IBM® App Connect Enterprise correctly handles this situation; that is, the numeric parameters and results of these string functions always refer to characters and not the bytes used to represent them.
In some situations, IBM App Connect Enterprise delegates expressions to a database engine for processing. For example, if there is a WHERE clause, in a SELECT function, applied to a database data source, the database is passed the WHERE clause if it can interpret all the functions in the expression.
If there are functions that are not supported by the database, IBM App Connect Enterprise passes only those parts of the expression that can be interpreted, retrieves an unfiltered record set, and performs the remaining filtering itself.
DB2® string functions use byte indexing and not character indexing.
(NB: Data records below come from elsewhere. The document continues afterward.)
Issue #2655, opened 2018-05-13
[Feature Request] Configure Sneak keymap


liamdiprose:
The sneak plugin offers similar functionality to find command (`f`). Some vim users believe sneak's usefulness eclipses the find command, and remap `f` to sneak [1]. 

For vim users that map this, it means a consistent key can be used [2], and returns the original map of the `s` key (the substitute command).

This is a request to add an option to the plugin's configuration to define a custom key to activate the sneak plugin. Users that rebind the key will have the original map of `s` returned to them. 

I have looked though the [source](https://github.com/VSCodeVim/Vim/blob/master/src/actions/plugins/sneak.ts#L12) and feel I could implement this myself, if I wasn't so busy. I will make a pull request in the future; if someone doesn't beat me to it.

---
[1] Vim-Sneak Readme: https://github.com/justinmk/vim-sneak#how-can-i-replace-f-with-sneak
[2] By default, Sneak uses `s` for moving, and `z` for text operations

longdeqidao:
Look forward to this feature. I use `s` to delete and jump into insert mode a lot.

Jayphen:
+1 I'd love to replace `f`

notiv-nt:
+1

mmqmzk:
Put this in your config:

```json
"vim.normalModeKeyBindingsNonRecursive": [
    {
      "before": [
        "f"
      ],
      "after": [
        "s"
      ]
    },
    {
      "before": [
        "F"
      ],
      "after": [
        "S"
      ]
    },
    {
      "before": [
        "s"
      ],
      "after": [
        "c",
        "l"
      ]
    },
  ],
```

This works for me, replace `f` and `F` key as you like.

J-Fields:
We have the `vim.sneakReplacesF` option, which does as you say

liamdiprose:
Sweet, thanks for implementing the feature @J-Fields :tada:

josephan:
Agree with above comment. Would be great if we can sneak 2 chars using f.

PR #4048, opened 2019-09-06
Add flag to replace `f` with a single-character sneak

### LINKED ISSUE #4012: Allow for placeholders in rebindings
This would augment the rebinding capabilities in the extension to allow us to do some more complex rebinds.

Example:
```
        {
            "before": ["f", "<placeholder>"],
            "after": ["/", "<placeholder", "<enter>"]
        },
```
This would remap f <letter> to / <letter> enter. I came up with this idea as I was trying to rebind f to  single char sneak (s <letter> enter) to f, but couldn't find any current way to do this.

J-Fields:
It's called `sneakReplacesF` and is nice because it basically makes `f` work across newlines.

I had to pull a few interfaces and a base class out from motion.ts to avoid a circular import.

Closes #4012

### DIFF
--- a/package.json
+++ b/package.json
@@ -566,6 +566,11 @@
           "markdownDescription": "Case sensitivity is determined by `ignorecase` and `smartcase`.",
           "default": false
         },
+        "vim.sneakReplacesF": {
+          "type": "boolean",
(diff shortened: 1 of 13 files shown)


liamdiprose:
Also closes #2655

Therefore, for Unicode data, the meaning of certain functions differs from the IBM App Connect Enterprise functions, even though they can be ‘interpreted'.
Characters in Unicode UTF8 representation, for example, can occupy from 1-4 bytes, so that the seventh character can start anywhere from byte 7 to byte 25.
- INSERT function
- LEFT function
- LENGTH function
- OVERLAY function
- POSITION function
- RIGHT function
- SPACE function
- SUBSTRING function
These functions either take numeric parameters, or return numeric results that refer to indexes, or counts, of characters in a string.
When expressions involving these functions are passed to the Db2 database, and Unicode string data is manipulated in the database, the results can be unexpected, or an error might occur.
This error might also occur if, for example, an expression of this type is passed directly to the database by using the PASSTHRU function. In this situation, you could modify each expression yourself, as necessary, for the target database.
It is not possible to systematically modify expressions to avoid this problem and IBM App Connect Enterprise does not attempt to do so.
If the Unicode strings do not use any characters that, in UTF8 representation, occupy more than 1 byte each, the functions perform correctly.